Stored data:
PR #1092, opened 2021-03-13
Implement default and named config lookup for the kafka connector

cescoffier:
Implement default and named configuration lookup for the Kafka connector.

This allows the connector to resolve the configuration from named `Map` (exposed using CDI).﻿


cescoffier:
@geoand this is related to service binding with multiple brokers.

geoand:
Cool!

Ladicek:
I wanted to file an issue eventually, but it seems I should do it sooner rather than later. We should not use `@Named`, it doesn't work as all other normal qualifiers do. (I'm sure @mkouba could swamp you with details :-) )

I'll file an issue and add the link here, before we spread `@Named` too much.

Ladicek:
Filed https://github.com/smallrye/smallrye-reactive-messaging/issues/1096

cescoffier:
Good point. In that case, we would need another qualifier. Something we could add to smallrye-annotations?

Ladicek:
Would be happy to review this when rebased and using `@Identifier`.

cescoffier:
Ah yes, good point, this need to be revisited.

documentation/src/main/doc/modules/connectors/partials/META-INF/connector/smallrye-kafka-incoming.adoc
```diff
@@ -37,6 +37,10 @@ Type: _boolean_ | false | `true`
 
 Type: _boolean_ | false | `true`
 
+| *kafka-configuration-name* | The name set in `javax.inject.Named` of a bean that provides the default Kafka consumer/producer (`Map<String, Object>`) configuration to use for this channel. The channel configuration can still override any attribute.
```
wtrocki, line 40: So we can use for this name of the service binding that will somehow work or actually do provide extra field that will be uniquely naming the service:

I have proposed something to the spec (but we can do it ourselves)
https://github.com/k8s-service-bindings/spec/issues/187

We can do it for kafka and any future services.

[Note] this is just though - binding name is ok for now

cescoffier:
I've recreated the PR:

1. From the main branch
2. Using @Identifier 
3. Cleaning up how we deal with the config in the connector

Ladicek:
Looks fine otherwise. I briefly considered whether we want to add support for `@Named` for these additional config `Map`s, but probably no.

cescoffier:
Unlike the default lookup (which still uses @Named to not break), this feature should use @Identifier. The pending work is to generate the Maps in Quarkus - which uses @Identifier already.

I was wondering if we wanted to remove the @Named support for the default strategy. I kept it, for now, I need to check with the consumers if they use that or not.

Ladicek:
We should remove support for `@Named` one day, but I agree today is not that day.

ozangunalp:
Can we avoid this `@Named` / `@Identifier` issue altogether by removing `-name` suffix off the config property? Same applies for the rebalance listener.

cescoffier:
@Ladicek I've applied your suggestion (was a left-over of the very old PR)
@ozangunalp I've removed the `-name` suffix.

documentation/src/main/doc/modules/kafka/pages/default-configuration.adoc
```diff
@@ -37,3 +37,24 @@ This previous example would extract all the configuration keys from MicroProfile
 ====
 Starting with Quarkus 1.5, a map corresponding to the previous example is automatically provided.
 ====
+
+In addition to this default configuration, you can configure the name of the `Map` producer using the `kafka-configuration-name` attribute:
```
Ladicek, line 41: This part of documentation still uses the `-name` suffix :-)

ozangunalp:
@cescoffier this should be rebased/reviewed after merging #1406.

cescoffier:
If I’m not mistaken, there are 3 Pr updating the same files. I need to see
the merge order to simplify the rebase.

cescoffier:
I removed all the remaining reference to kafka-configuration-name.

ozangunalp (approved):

What you need to do: Each record above must be given again exactly as written.

Your response:
PR #1092, opened 2021-03-13
Implement default and named config lookup for the kafka connector

cescoffier:
Implement default and named configuration lookup for the Kafka connector.

This allows the connector to resolve the configuration from named `Map` (exposed using CDI).﻿


cescoffier:
@geoand this is related to service binding with multiple brokers.

geoand:
Cool!

Ladicek:
I wanted to file an issue eventually, but it seems I should do it sooner rather than later. We should not use `@Named`, it doesn't work as all other normal qualifiers do. (I'm sure @mkouba could swamp you with details :-) )

I'll file an issue and add the link here, before we spread `@Named` too much.

Ladicek:
Filed https://github.com/smallrye/smallrye-reactive-messaging/issues/1096

cescoffier:
Good point. In that case, we would need another qualifier. Something we could add to smallrye-annotations?

Ladicek:
Would be happy to review this when rebased and using `@Identifier`.

cescoffier:
Ah yes, good point, this need to be revisited.

documentation/src/main/doc/modules/connectors/partials/META-INF/connector/smallrye-kafka-incoming.adoc
```diff
@@ -37,6 +37,10 @@ Type: _boolean_ | false | `true`
 
 Type: _boolean_ | false | `true`
 
+| *kafka-configuration-name* | The name set in `javax.inject.Named` of a bean that provides the default Kafka consumer/producer (`Map<String, Object>`) configuration to use for this channel. The channel configuration can still override any attribute.
```
wtrocki, line 40: So we can use for this name of the service binding that will somehow work or actually do provide extra field that will be uniquely naming the service:

I have proposed something to the spec (but we can do it ourselves)
https://github.com/k8s-service-bindings/spec/issues/187

We can do it for kafka and any future services.

[Note] this is just though - binding name is ok for now

cescoffier:
I've recreated the PR:

1. From the main branch
2. Using @Identifier 
3. Cleaning up how we deal with the config in the connector

Ladicek:
Looks fine otherwise. I briefly considered whether we want to add support for `@Named` for these additional config `Map`s, but probably no.

cescoffier:
Unlike the default lookup (which still uses @Named to not break), this feature should use @Identifier. The pending work is to generate the Maps in Quarkus - which uses @Identifier already.

I was wondering if we wanted to remove the @Named support for the default strategy. I kept it, for now, I need to check with the consumers if they use that or not.

Ladicek:
We should remove support for `@Named` one day, but I agree today is not that day.

ozangunalp:
Can we avoid this `@Named` / `@Identifier` issue altogether by removing `-name` suffix off the config property? Same applies for the rebalance listener.

cescoffier:
@Ladicek I've applied your suggestion (was a left-over of the very old PR)
@ozangunalp I've removed the `-name` suffix.

documentation/src/main/doc/modules/kafka/pages/default-configuration.adoc
```diff
@@ -37,3 +37,24 @@ This previous example would extract all the configuration keys from MicroProfile
 ====
 Starting with Quarkus 1.5, a map corresponding to the previous example is automatically provided.
 ====
+
+In addition to this default configuration, you can configure the name of the `Map` producer using the `kafka-configuration-name` attribute:
```
Ladicek, line 41: This part of documentation still uses the `-name` suffix :-)

ozangunalp:
@cescoffier this should be rebased/reviewed after merging #1406.

cescoffier:
If I’m not mistaken, there are 3 Pr updating the same files. I need to see
the merge order to simplify the rebase.

cescoffier:
I removed all the remaining reference to kafka-configuration-name.

ozangunalp (approved):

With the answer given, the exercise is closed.